The decreased levels of virus production and the abundance of pE2 compared to E2 in cell lysates are consistent with overall E2 misfolding resulting in decreased surface expression of E2. Immunofluorescence and cell surface biotinylation experiments showed that E1/E2 were present at the plasma membrane, albeit at reduced amounts, for SINV C19S, SINV C220S, RRV C22S, and RRV C220S (Fig. 4). Thus, while pE2 processing is misregulated in some of our mutants, there are fusogenic spikes at the plasma membrane because we detected E1/E2 at the plasma membrane (Fig. 4) and we observed the release of infectious particles (Fig. 2). The reduced amounts of E1/E2 at the plasma membrane may impact virus assembly in several ways. Particles that are not fully covered by viral glycoprotein spikes, multicored, and/or nonicosahedral may be released from the host cell. The released particles may also be less stable than wild-type particles, possibly due to improper E2-nucleocapsid core interactions.

Fig 4
Fig 4

Cell surface pE2/E2 and E1 expression by the SINV and RRV E2 Cys mutants. BHK-21 cells were electroporated with in vitro-transcribed wild-type (WT) or mutant viral RNA. (A) Immunofluorescence probing for cell surface glycoprotein expression. At 18 h postelectroporation, the cells were fixed with freshly prepared 1.5% paraformaldehyde. The fixed cells were probed with polyclonal antibodies recognizing SINV pE2/E2 or E1 and RRV pE2/E2, and the secondary antibody was Alexa Fluor 488. The cells were imaged at ×20 magnification using an Olympus 1X71 fluorescence microscope. Cell surface glycoprotein expression is false colored in green. (B) Biotinylation probing for cell surface glycoprotein expression. At 18 h postelectroporation, the cells were incubated in l-methionine- and l-cysteine-free medium for 15 min. After 15 min, [35S]cysteine-methionine was added to the medium and the cells were incubated for an additional 2 h. Radiolabeled cells were washed with PBS, and cell surface proteins were biotinylated for 30 min at room temperature with 2.5 mM NHS-LC-biotin. Following biotinylation, the cells were lysed with BHK cell lysis buffer. Biotinylated proteins were purified from cell lysates using streptavidin resin and eluted by adding reducing SDS sample buffer and boiling at 95°C for 10 min. The eluted proteins were analyzed by SDS-PAGE. Migration of spike glycoprotein bands is indicated to the right of each image.
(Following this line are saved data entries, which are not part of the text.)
PR #1600, opened 2026-07-23
Allow cross language curation in See Also sections

snprajwal:
Bug/issue #, if applicable: rdar://182898058

## Summary

1588c4d2dd8b61f85bde4b9305ca48f87a8a9d0d removed support for curating internal links with no language overlap, and added a warning for cases that are encountered. This is due to the reference being unreachable in the navigator hierarchy. However, See Also sections do not contribute to the navigator hierarchy, and are not bound by this restriction. Update the filter to allow cross-language curation with no overlap in See Also sections.

## Dependencies

N/A

## Testing

1. Create a multi-language framework, with Swift-only and ObjC-only symbols.
2. Curate the ObjC-only symbol in the See Also section of a Swift-only symbol.
3. Previously, this link would be dropped. Now, it is retained.

## Checklist

- [x] Added tests


snprajwal:
@swift-ci test

sofiaromorales (approved):

PR #245, opened 2023-10-05
Strong DG NSFR boundary integral now uses projected entropy variables.

AlexanderCicchino:
I read through the strong DG boundary integral, saw that the surafce numerical flux used the solution interpolated to the surface, and updated the convective surface numerical flux and boundary term to use the projected entropy variables. There is no test verifying this currently. A good test would be checking entropy conservation with the boundary condition entropy production to machine precision.


src/dg/strong_dg.cpp
```diff
@@ -1719,19 +1734,23 @@ void DGStrong<dim,nstate,real,MeshType>::assemble_boundary_term_strong(
...
+        //I am not sure if BC should be from solution interpolated to face
+        //or solution from the projected entropy variables.
+        //Now, it uses projected entropy variables for NSFR, and solution
+        //interpolated to face for conservative DG.
+        this->pde_physics_double->boundary_face_values (boundary_id, surf_flux_node, unit_phys_normal_int, soln_state_int, aux_soln_state_int, soln_boundary, grad_soln_boundary);
         
         // Convective numerical flux.
         std::array<real,nstate> conv_num_flux_dot_n_at_q;
-        conv_num_flux_dot_n_at_q = this->conv_num_flux_double->evaluate_flux(soln_state, soln_boundary, unit_phys_normal_int);
+        conv_num_flux_dot_n_at_q = this->conv_num_flux_double->evaluate_flux(soln_state_int, soln_boundary, unit_phys_normal_int);
```
sivanadarajah, line 1745: @AlexanderCicchino This is a good catch but we need to do a more thorough review (with another student) including the boundary terms since soln_boundary and the gradient still depend on _int values.

dougshidong: > A good test would be checking entropy conservation with the boundary condition entropy production to machine precision.

Would the aforementionned test have caught this?

AlexanderCicchino:
> That would be a great test to have along with this PR while you're fixing it. The odds that someone puts a test for this in 4 years are pretty much nil and currently open issues don't exactly get resolved.
> 
> Approving since a fix is better than no fix, but highly suggesting a test.
> 
> Also, at this point, split form should pretty much be its own form of DG.

I agree. I didn't put a test because I was under the impression that another student is looking into applying a test using BC with NSFR.
Yes I also agree that the split form should pretty much be its own form from DG by this point.

src/dg/strong_dg.cpp
AlexanderCicchino: Yes, I agree Prof. Nadarajah. 
Yes Doug, the aforementioned test would catch it, provided it checks both entropy conservation and global conservation.

jbrillon (approved):
Thanks for catching this @AlexanderCicchino and for the nice PR!

Issue #249, opened 2023-11-23
Strong DG is producing nonphysical results with NACA airfoil test case


cpethrick:
I've been running into issues with strong DG on grids which are more complicated than just a periodic cube. To illustrate this as a minimal working example, I've reproduced the issue using a NACA0012 airfoil which is generated using deal.ii (to eliminate any uncertainty about GMSH). Please see a [branch](https://github.com/cpethrick/PHiLiP/tree/strong_vs_weak_dealii_naca_mesh) on my repository to run these; I have minimally changed the subsonic NACA0012 case to be unsteady and use RK4 such that weak and strong can be compared.

Using weak DG, the result after a small time interval looks reasonable:
![image](https://github.com/dougshidong/PHiLiP/assets/94074298/59ff612c-c5a2-4e21-83a1-1665736b2808)

But strong DG results in strange jumps, which are aligned with cell faces:
![image](https://github.com/dougshidong/PHiLiP/assets/94074298/31c95a2e-2ab4-44ad-abd4-ec3dd85c3b96)

These discontinuities appear at the very first time step. I have seen this on a few GMSH meshes, as has Shruthi, and the commonalities seem to be that we have non-periodic BCs and interfaces between "zones" of the mesh where cell shapes or densities change. The issue seems to go away when grids are perfectly cartesian.

I'm happy to hear any input from others, as this could caused by any number of things, including BCs, the face integral, mesh generation, etc.

Issue #240, opened 2023-09-20
Gradient at boundary not enforced for viscous flows


jbrillon:
Currently, the gradient at the physical boundary (`soln_grad_ext`) set by `boundary_face_values` is not being enforced; as it is being set to the interior value (`soln_grad_int`) in all cases inside `evaluate_auxiliary_flux`.

To fix it, we must pass `on_boundary` flag to PhysicsBase's `dissipative_flux` and modify the dissipative flux accordingly; the fix take effect in `assemble_boundary_term`

jbrillon:
will be fixed by https://github.com/jbrillon/PHiLiP/pull/11 once PR #199 goes through

PR #250, opened 2023-11-25
Fixed exterior reference normal zone issue in strong. 

AlexanderCicchino:
This PR fixes/closes the zone issue in strong DG as per issue #249 . The problem was that previously, on a face, it was assumed that the reference faces were neighbours, which is the case for grids made from hypercube and a warping or a single mesh in dealii. In the general case, this isn't, and now it has been fixed. Note, the reference cell itself could be rotated and no longer be a square going from 0->1, that case has not been tested in strong.
strong_naca0012_solution


cpethrick:
Thanks for fixing this, Alex! I'm really glad that this was able to be resolved so quickly.

I think it's good to add these new tests, but we should have a testfail condition. I can do that in the next few days: it will check that weak and strong have the expected lift (with some small tolerance) after the short unsteady time interval. I'll add it to this branch once it's done.

AlexanderCicchino:
My pleasure, hope it helps!

dougshidong:
> Thanks for fixing this, Alex! I'm really glad that this was able to be resolved so quickly.
> 
> I think it's good to add these new tests, but we should have a testfail condition. I can do that in the next few days: it will check that weak and strong have the expected lift (with some small tolerance) after the short unsteady time interval. I'll add it to this branch once it's done.

+1 to the test success / failure condition.

jbrillon (approved):
LGTM, @cpethrick could you run ctest and post the results once you've added the lift coefficient check test case?

cpethrick:
I just added a new test that checks lift and drag for the three NACA0012 unsteady tests (weak/strong/strong-split). They currently pass on this branch, but the two strong versions fail on master.

I am starting CTEST. It should finish some time tomorrow.

src/testing/naca0012_unsteady_check_quick.cpp
```diff
@@ -0,0 +1,75 @@
...
+        drag_expected = 0.220394;
+    }else if (this->all_parameters->use_split_form) {
+        // Strong, Ra two-point flux
+        lift_expected = 0.24326;
+        drag_expected = 0.268897;
+    } else {
+        // Strong, Roe flux
+        lift_expected = 0.198245;
+        drag_expected = 0.220394;
+    }
```
dougshidong, line 39: If we're going to use magic numbers that depend on the number of steps, step size, final time, numerical flux, etc. they should also be hardcoded here. That way, if someone changes one thing, such as the number of steps, they see the surrounding magic numbers that would also be affected. Therefore, the above should specify any non-default parameters. The parameter file should contain variations for which this test passes, (e.g. weak form, strong form, strong Ra two-point flux).

I also see that both strong and weak use the same expected changes. If they are expected to be the same, let's use 1 set of magic numbers. Also, what makes us believe that the `Strong, Ra two-point flux` is correct? If `Strong, Ra two-point flux` starts failing because of a different lift without any obvious change, how do we know that the change was incorrect or that the old version was incorrect?

Alternatively to all the above comments, I think that a more robust test here would be to run both strong and weak DG, and then compare the lift and drag, or any other expected observable measure. That way, the test doesn't depend on magic values and works for any parameter input. The intent of the test is therefore "whatever weak DG does, strong DG does similarly as well", if nothing else breaks, one of the two is wrong.

cpethrick: Responding to each paragraph:
1. I structured the test similarly to the TGV energy tests, which specify an expected energy in the prm file ([e.g](https://github.com/dougshidong/PHiLiP/blob/a29ecce53f33a3f0bafc14ef8db767fe967e29b8/tests/integration_tests_control_files/taylor_green_vortex_integration/viscous_taylor_green_vortex_energy_check_strong_quick.prm#L66) ). I think the approach in those tests is a bit better because the expected energy is in the same .prm file as all other parameters. However, since I don't see this test being re-used extensively and I wanted to avoid adding more test-specific parameters. I recognize that this isn't ideal in terms of coding practice, and I can change it if needed.
2. At this time step size, strong and weak yield the same lift and drag, which I believe we should expect for a subsonic flow per the discussion on discord. I can change it to be a single condition, checking `if ( (strong || weak) && not split) `.  I didn't do this initially as when the time step was bigger, they had different values. Re: "What makes us believe that `Strong, Ra two-point flux` is correct?", I anticipate that the current values may change with Julien's changes to adiabatic wall boundaries -- see issue #240. The test will fail if there are changes which impact lift or drag. We won't know which version is correct without other tests, but this test will alert us to any major changes; if there is reason to believe a new version is correct, the hard-coded "magic numbers" will need to be changed. The console output should make it easy to recognize why a test is failing.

Migration of molecular mass standards is indicated to the left of each image.

For the remainder of our studies, we characterized SINV C19S and RRV C22S to represent viruses with mutations in domain A of E2. We characterized SINV C220S and RRV C220S to represent viruses with mutations in domain B of E2.
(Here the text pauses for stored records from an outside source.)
Issue #223, opened 2023-05-18
MPI_3D_TAYLOR_GREEN_SCALING_OVERINTEGRATION_CURV and MPI_3D_TAYLOR_GREEN_SCALING_OVERINTEGRATION_CPLUS_CURV fail from memory


AlexanderCicchino:
MPI_3D_TAYLOR_GREEN_SCALING_OVERINTEGRATION_CPLUS_CURV and MPI_3D_TAYLOR_GREEN_SCALING_OVERINTEGRATION_CURV fail at the p=20 memory allocation due to the issue https://github.com/dougshidong/PHiLiP/issues/221

tofstie:
I am closing this issue as these tests should no longer fail from memory. Issue #221 still stays as the issues relating to why the memory is being allocated has not yet been fixed.

PR #253, opened 2024-01-19
Templated Operators with typename real.

AlexanderCicchino:
Templated operators class with type real for input, output, and weight vectors. The basis is assumed to stay as double for the sum-factorization. This allows operators to be used with AD type.


AlexanderCicchino:
Currently running ctest on Narval. Will post log file once it is done.

AlexanderCicchino:
[output_ctest_Jan_25_2024.log](https://github.com/dougshidong/PHiLiP/files/14067492/output_ctest_Jan_25_2024.log)

AlexanderCicchino:
Fixed [Issue](https://github.com/dougshidong/PHiLiP/issues/223).

cpethrick (commented):
Thanks for making this change! I have confirmed that everything builds. As there are no changes to the code's current functionality, should we leave a note somewhere indicating that these templating changes are untested?

My one comment on this PR is that the alignment of some functions has been impacted (e.g., line 674 of dg_base.hpp). If it doesn't take too long, could you restore the alignment on the dg classes?

Otherwise, thank you for going through the effort to template the operators classes!

AlexanderCicchino:
Yes of course! Thanks for the catch! Fixed the alignment.

cpethrick (approved):

PranshulThakur (commented):
Thanks a lot @AlexanderCicchino for templating Operators! It will help significantly to compute sensitivities with strong DG in future research projects (and probably weak DG too if we update it to use sum factorization). The PR looks great! 

To use strong DG with AD, do we need to make any additional modifications to strong DG? Also, is it possible to test AD on strong DG for inviscid cases by making slight modifications to the dRdW and dRdX unit tests in tests/unit_tests/sensitivities/?

AlexanderCicchino:
Thanks @PranshulThakur! To use strong DG with AD: for inviscid problems it will need the modifications from weak DG's assemble_volume_term_derivatives for the dRdW and dRdX. I don't think there needs to be any changed in assemble volume/face/boundary functions. For viscous problems, strong DG's DR/Du will need to incorporate the auxiliary variable q and its respective solution:  DR/Du +DR/Dq*Dq/Du. Again, this can be computed outside of the assemble volume/face/boundary functions for the primary and auxiliary equations.

PranshulThakur:
> Thanks @PranshulThakur! To use strong DG with AD: for inviscid problems it will need the modifications from weak DG's assemble_volume_term_derivatives for the dRdW and dRdX. I don't think there needs to be any changed in assemble volume/face/boundary functions. For viscous problems, strong DG's DR/Du will need to incorporate the auxiliary variable q and its respective solution: DR/Du +DR/Dq*Dq/Du. Again, this can be computed outside of the assemble volume/face/boundary functions for the primary and auxiliary equations.

Makes sense. Thanks for the explanation.

PranshulThakur (approved):
LGTM!

PR #255, opened 2024-03-20
Fix for output files being overwritten

ssaishruthi98:
When outputting files using the parameter `output_solution_every_dt_time_intervals` there are instances where casting to int results in the same `file_number` being used twice. When the same `file_number` is used twice, the previous output file is overwritten with the newer output. Examples of these cases are shown below.

fileOutputBug_1
fileOutputBug_2

To fix this I changed the type for `file_number` to double so that the round function can be used. With this fix, output files are no longer being overwritten.


cpethrick (approved):
Thanks for adding this fix!

Per our discussion, the changes look good, and it builds in both release and debug. Personally, I would prefer that you explicitly typecast (i.e., `const int file_number = (int)(round(...))`), but I will leave that up to you. That's my only comment, therefore I've marked this as approved from my end.

In my opinion, this is a minor change so it's okay to merge without running ctest.

jbrillon (approved):
LGTM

The SINV E2 Cys mutants form large, misassembled particles.The E2 Cys mutants show reduced infectivity and, in some cases, atypical pE2 cleavage patterns compared to wild-type SINV and RRV. If the E2 Cys mutations inhibit furin cleavage of E3 from E2, then uncleaved pE2 may be incorporated into the released particles. The presence of pE2 in the released particle reduces virus infectivity (21). Alternatively, the Cys mutations in E2 may prevent proper lateral spike interactions at the plasma membrane or interactions between E2 and the nucleocapsid core during particle budding. Consequently, the glycoprotein spikes would not envelop a single nucleocapsid core and virions with multiple cores could form. Thus, it is necessary to determine the composition and morphology of the released E2 Cys mutant particles.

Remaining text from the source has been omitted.